Extract all lines that hold "Thanks" from the records below.

Collected data entries:
*** Block opens ***

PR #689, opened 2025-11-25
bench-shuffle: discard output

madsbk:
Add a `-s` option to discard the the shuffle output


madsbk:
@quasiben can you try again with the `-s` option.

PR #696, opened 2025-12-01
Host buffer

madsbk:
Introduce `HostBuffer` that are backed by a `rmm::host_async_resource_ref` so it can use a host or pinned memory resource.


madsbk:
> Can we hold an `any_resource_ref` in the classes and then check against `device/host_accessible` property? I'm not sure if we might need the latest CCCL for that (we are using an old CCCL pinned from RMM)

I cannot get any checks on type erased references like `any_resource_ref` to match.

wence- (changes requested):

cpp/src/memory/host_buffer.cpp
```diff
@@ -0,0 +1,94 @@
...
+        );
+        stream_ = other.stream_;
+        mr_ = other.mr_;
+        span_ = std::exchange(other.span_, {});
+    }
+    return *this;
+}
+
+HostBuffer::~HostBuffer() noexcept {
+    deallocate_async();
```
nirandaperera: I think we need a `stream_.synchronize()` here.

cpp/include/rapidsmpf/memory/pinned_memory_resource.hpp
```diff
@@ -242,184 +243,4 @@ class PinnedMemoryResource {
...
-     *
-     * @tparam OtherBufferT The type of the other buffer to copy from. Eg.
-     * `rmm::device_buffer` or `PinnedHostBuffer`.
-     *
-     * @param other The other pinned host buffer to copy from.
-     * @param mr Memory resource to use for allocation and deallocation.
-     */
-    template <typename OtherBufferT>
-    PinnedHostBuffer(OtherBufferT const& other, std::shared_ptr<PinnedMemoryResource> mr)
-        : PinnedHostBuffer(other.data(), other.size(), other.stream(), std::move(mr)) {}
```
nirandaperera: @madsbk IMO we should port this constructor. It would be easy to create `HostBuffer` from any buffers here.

*** Block closes ***
*** Block opens ***

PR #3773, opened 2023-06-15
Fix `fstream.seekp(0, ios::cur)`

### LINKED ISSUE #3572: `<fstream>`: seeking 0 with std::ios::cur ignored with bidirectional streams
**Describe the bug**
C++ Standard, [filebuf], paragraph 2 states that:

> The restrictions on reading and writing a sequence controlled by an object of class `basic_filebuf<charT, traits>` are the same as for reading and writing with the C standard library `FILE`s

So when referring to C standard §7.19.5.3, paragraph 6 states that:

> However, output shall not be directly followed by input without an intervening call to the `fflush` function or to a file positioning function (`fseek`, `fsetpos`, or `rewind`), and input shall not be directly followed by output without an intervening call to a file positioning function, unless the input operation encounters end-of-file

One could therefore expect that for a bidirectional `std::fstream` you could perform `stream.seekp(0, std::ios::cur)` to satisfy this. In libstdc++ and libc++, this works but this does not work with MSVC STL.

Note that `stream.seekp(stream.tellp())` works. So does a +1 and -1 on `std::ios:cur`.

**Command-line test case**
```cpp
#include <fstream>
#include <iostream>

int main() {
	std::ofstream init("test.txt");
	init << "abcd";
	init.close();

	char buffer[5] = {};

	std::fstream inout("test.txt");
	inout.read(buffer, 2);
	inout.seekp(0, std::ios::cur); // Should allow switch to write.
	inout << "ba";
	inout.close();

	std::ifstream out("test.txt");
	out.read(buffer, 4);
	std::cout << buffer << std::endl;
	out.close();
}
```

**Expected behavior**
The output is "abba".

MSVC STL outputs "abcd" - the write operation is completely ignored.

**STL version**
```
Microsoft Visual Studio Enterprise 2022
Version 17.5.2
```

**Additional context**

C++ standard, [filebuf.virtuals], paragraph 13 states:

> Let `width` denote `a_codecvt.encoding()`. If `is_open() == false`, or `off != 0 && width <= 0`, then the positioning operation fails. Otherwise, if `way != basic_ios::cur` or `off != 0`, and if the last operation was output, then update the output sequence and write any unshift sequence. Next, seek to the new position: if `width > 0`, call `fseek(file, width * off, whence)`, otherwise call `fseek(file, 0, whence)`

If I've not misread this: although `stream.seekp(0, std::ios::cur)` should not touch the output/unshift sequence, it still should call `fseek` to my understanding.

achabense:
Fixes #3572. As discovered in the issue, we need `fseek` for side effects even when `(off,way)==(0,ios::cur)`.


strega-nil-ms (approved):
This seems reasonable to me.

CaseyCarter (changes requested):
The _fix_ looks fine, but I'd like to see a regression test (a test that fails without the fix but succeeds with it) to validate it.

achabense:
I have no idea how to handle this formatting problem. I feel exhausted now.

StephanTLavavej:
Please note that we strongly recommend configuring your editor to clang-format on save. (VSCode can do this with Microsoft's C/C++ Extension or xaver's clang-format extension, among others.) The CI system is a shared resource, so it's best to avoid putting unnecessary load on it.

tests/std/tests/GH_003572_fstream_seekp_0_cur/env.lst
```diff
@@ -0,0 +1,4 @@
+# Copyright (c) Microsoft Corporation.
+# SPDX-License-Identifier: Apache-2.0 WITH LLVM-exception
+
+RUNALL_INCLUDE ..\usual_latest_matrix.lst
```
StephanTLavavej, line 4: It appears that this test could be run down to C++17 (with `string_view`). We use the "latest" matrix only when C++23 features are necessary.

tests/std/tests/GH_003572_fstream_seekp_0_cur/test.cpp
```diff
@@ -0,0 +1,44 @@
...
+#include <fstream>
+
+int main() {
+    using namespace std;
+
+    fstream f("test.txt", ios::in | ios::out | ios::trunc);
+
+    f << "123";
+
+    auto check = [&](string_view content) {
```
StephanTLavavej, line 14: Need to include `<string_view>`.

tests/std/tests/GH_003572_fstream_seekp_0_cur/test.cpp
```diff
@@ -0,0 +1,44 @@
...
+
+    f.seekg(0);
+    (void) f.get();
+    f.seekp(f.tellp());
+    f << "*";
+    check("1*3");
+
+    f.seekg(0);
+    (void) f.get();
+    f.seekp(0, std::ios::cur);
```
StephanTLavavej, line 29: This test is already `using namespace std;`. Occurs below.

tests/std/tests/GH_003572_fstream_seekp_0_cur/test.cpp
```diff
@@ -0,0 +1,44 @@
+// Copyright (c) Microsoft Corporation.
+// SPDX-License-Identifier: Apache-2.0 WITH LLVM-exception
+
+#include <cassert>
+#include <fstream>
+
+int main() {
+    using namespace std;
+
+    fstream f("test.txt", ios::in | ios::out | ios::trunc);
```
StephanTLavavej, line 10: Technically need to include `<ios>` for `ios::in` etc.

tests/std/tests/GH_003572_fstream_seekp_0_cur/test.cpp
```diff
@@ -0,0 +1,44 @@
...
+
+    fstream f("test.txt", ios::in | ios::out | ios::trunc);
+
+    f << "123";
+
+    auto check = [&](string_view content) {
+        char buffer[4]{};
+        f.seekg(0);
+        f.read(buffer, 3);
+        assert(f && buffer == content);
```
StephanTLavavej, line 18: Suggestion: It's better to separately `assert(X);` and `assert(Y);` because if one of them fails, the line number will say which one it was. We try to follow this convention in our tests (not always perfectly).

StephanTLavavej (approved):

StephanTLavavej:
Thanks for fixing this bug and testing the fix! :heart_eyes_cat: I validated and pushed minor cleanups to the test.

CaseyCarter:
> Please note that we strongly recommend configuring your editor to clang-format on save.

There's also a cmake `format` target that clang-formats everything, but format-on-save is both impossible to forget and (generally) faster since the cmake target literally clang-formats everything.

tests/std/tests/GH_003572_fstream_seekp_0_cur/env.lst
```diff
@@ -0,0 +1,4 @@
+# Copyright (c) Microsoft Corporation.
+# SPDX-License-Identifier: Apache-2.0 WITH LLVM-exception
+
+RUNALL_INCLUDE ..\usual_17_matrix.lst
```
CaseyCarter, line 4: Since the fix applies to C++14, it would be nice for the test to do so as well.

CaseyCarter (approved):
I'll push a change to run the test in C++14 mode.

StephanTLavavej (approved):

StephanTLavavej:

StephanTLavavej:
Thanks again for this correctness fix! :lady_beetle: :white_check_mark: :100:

*** Block closes ***
*** Block opens ***

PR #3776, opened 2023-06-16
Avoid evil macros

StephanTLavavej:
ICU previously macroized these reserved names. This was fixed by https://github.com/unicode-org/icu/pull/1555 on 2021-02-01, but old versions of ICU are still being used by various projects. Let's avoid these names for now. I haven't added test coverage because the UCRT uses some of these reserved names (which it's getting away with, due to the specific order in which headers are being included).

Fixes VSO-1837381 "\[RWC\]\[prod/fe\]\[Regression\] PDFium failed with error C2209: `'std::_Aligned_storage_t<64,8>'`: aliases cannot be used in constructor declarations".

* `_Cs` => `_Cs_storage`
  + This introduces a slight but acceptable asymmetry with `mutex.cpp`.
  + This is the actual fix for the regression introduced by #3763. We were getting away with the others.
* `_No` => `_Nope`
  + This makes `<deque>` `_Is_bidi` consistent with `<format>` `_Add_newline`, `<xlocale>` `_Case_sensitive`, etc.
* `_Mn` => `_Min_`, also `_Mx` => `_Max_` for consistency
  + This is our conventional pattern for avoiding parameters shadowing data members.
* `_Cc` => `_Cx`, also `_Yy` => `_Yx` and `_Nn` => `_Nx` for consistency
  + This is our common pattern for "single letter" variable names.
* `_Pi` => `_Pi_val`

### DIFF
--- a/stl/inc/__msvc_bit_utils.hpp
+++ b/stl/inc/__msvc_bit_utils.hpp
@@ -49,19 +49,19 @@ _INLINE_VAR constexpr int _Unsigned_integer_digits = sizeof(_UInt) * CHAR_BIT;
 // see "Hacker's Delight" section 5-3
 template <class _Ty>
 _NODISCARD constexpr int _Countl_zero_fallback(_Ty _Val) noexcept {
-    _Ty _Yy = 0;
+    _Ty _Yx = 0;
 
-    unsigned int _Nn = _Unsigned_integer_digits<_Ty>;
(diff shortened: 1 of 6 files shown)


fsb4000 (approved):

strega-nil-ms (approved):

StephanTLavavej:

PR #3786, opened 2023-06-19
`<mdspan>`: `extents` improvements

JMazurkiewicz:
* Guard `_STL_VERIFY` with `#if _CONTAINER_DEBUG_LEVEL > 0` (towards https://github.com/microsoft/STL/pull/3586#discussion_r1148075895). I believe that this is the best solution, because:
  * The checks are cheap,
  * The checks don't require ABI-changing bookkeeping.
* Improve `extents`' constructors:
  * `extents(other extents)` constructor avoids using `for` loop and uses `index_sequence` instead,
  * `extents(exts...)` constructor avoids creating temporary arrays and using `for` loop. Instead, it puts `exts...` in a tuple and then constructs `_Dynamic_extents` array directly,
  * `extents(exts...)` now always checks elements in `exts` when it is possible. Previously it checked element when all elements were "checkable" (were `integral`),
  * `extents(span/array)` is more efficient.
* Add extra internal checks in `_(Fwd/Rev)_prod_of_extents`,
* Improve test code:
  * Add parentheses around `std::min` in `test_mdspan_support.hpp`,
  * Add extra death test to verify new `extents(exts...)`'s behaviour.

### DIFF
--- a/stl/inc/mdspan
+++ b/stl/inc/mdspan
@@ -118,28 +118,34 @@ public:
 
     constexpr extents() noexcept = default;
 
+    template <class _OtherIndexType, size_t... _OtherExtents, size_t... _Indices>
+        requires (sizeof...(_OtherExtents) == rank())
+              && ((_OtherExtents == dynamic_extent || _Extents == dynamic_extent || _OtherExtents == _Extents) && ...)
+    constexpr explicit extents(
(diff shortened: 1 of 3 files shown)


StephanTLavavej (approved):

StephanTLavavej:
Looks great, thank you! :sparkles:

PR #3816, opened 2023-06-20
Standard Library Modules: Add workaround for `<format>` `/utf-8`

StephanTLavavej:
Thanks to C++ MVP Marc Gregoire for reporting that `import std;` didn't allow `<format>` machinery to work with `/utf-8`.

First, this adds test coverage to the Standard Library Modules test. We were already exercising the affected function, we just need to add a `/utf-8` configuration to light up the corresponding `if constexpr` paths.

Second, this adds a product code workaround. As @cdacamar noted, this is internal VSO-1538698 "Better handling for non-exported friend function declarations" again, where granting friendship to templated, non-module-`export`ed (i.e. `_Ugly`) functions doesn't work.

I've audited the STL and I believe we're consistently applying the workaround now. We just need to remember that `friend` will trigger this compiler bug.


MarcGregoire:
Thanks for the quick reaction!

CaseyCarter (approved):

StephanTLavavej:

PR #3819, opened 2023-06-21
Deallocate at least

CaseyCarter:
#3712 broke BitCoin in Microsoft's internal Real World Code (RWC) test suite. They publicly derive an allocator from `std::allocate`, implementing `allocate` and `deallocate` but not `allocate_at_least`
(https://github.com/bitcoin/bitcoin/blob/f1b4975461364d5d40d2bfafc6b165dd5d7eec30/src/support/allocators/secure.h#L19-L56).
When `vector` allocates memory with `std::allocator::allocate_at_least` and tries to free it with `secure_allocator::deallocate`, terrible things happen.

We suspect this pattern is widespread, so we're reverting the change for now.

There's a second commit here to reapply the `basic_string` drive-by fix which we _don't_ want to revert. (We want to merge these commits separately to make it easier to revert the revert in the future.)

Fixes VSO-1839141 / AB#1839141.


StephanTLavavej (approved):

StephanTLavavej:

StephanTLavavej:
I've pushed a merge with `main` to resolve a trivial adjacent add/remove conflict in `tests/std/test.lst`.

*** Block closes ***

EXPECTED ANSWER -
Thanks for fixing this bug and testing the fix! :heart_eyes_cat: I validated and pushed minor cleanups to the test.
Thanks again for this correctness fix! :lady_beetle: :white_check_mark: :100:
Thanks to C++ MVP Marc Gregoire for reporting that `import std;` didn't allow `<format>` machinery to work with `/utf-8`.
Thanks for the quick reaction!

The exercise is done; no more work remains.